## Work to complete
Check every line of the entries below for the word "opened", and copy the ones that have it.

(Dataset entries)

PR #291, opened 2021-02-11
feat: add setup_alloc macro to remove boilerplate and add cfg flag to allocator

willemneal:
`setup_alloc` macro generates the same boilerplate as before, but also adds a `#[cfg(target_arch = "wasm32")]`, which prevents the allocator from being used when the contract's main file is used in simulation testing.


evgenykuzyakov:
Please add it to CHANGELOG.md into PENDING

evgenykuzyakov (approved):

frol (approved):

PR #293, opened 2021-02-21
feat(contract-standards) Switch contract standards to use NEP-141 for FungibleToken

ilblackdragon:
Based on the work https://github.com/near/core-contracts/pull/128


ilblackdragon:
Going to merge it into add-near-std to reduce number of PRs.

PR #296, opened 2021-02-25
fix: bitvec dep issue

willemneal:
A work around for this issue: https://github.com/bitvecto-rs/bitvec/issues/105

## Task result
PR #291, opened 2021-02-11
PR #293, opened 2021-02-21
PR #296, opened 2021-02-25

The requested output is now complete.